Zulip Chat Archive

Stream: Is there code for X?

Topic: co-bounded filter

Jireh Loreaux (Feb 12 2022 at 02:44):

I'm not sure what the appropriate name for this would be, but in a normed space do we have a definition of the filter of co-bounded sets (those whose complement is bounded)? Or is this just filter.comap norm at_top?

Kevin Buzzard (Feb 12 2022 at 09:29):

All this co stuff makes me wonder whether we should just formalise ideals (in the sense of "the complements of all these sets give you a filter") and then have the finite ideal, the bounded ideal, the null measure ideal...

Kevin Buzzard (Feb 12 2022 at 09:30):

We have closed sets in topology after all

Yury G. Kudryashov (Feb 12 2022 at 13:02):

AFAIK, we don't. You should define it in a pseudo_metric_space as { sets := {s | bounded sᶜ}, ... }

Yury G. Kudryashov (Feb 12 2022 at 13:04):

Currently we have

• docs#filter.cofinite
• docs#filter.cocompact
• docs#filter.coclosed_compact
• docs#filter.coprod, docs#filter.Coprod

Kevin Buzzard (Feb 12 2022 at 13:04):

Is this concrete definition better than Jireh's mathematically extremely satisfying comap definition?

Kevin Buzzard (Feb 12 2022 at 13:05):

Ie is it somehow better to make the concrete definition and then prove it's the comap?

Yury G. Kudryashov (Feb 12 2022 at 13:12):

The main advantage of my definition is that it works in any metric space.

Yury G. Kudryashov (Feb 12 2022 at 13:12):

You can use comap (dist x) at_top but it needs a base point.

Kevin Buzzard (Feb 12 2022 at 13:21):

I see.
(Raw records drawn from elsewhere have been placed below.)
PR #46, opened 2018-05-29
Add hard-saturating (clipped) sigmoid and tanh activations

freeboson:
Added `hard_tanh`, `hardσ = hard_sigmoid`, and `hardσ_keras = hardσ_keras`. These are linearized versions of those functions. The Keras variant of `hardσ`, `hardσ_keras` is just to match `keras.activations.hard_sigmoid`.

### DIFF
--- a/src/NNlib.jl
+++ b/src/NNlib.jl
@@ -2,8 +2,9 @@ module NNlib
 
 using Requires
 
-export σ, sigmoid, relu, leakyrelu, elu, swish, selu, softplus, softsign, logσ, logsigmoid,
-  softmax, logsoftmax, maxpool, meanpool
+export σ, sigmoid, hardσ, hard_sigmoid, hardσ_keras, hard_sigmoid_keras,
+  relu, leakyrelu, elu, swish, selu, softplus, softsign, logσ, logsigmoid,
+  softmax, logsoftmax, maxpool, meanpool, hard_tanh
 
 include("numeric.jl")
 include("activation.jl")
--- a/src/activation.jl
+++ b/src/activation.jl
@@ -39,6 +39,34 @@ end
 
 const logsigmoid = logσ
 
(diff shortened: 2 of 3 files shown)


MikeInnes:
Neat – but does hard_sigmoid really need to be a macro?

freeboson:
How dare you?! :cry: 

I actually was making it a macro so that you could force the type to be the same as the cutoff, instead of using the type of the input. I think the only difference with using a macro now instead of just a closure is having constants for the cutoff and slope in the lowered code vs a `getfield`. This surprisingly makes slightly different native code! I'm happy to change it to:

```julia
function hard_sigmoid_gen(cutoff::Real)
    m = 1/(2*cutoff)
    x -> ifelse(x ≤ -cutoff, zero(x/1), ifelse(x ≥ cutoff, one(x/1), x*oftype(x/1, m) + oftype(x/1, 0.5)))
end
hard_sigmoid = hard_sigmoid_gen(2.0)
```

but is this really how you want to live your life?

freeboson:
What are you going to do with all your extra free time?

```julia
julia> x = randn(1000000);

julia> @btime hard_sigmoid.(x);
  1.601 ms (26 allocations: 7.63 MiB)

julia> @btime h.(x);
  1.610 ms (26 allocations: 7.63 MiB)
```

freeboson:
@MikeInnes do you want me to just make it a function?

staticfloat:
@freeboson I'm sorry that this has languished for so long; it seems to have fallen through the cracks.  If you are still interested in providing this, please recreate your changes on top of the latest `NNlib#master`, and redefine this as a function, instead of a macro.  To play nicely with types, you can use things like `oftype()` or even `typeof()` to get the type of an input parameter at runtime (the compiler will fold that away when it specializes the activation function on the input datatypes).

I'm going to close this, feel free to open a new PR if you're still interested.

PR #47, opened 2018-05-31
Julia 0.7

MikeInnes:
Bit unfortunate that we lose the CuArrays and ForwardDiff integration tests here. Solution might be a new repo for GPU integration tests across the Flux ecosystem.


MikeInnes:
@tejank10 the last deprecations come from the max pooling backward functions, which I think you wrote – could you take a look at those?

So make the def in full generality and then prove that in some special cases it's the comap. Sounds like a fine PR @Jireh Loreaux !

Yury G. Kudryashov (Feb 12 2022 at 13:21):

Clearly, we need @[simp] lemmas that simplify comap norm at_top, comap (dist x) at_top, and comap (λ x, dist x y) at_top to cobounded. BTW, we have a few lemmas about these comap filters in metric_space.basic that should be reformulated in terms of cobounded.

Yury G. Kudryashov (Feb 12 2022 at 13:21):

AFAIR, we prove cobounded ≤ cocompact and cobounded = cocompact in a proper space.

Jireh Loreaux (Feb 12 2022 at 14:56):

where should I put it? topology/metric_space/basic? or a new file?

Jireh Loreaux (Feb 12 2022 at 15:00):

yes, we have those results: docs#comap_dist_right_at_top_le_cocompact and it's left and eq versions.

Yury G. Kudryashov (Feb 12 2022 at 21:29):

I think that metric_space.basic is already long enough. Could you please put it into a new file and move the existing lemmas to this file?

Yury G. Kudryashov (Feb 12 2022 at 21:30):

Of course, instead of the old lemmas we should have cobounded_le_cocompact and comap_dist_left/right_eq_cobounded/comap_norm_eq_cobounded (or comap_dist_left/right_at_top/comap_norm_at_top)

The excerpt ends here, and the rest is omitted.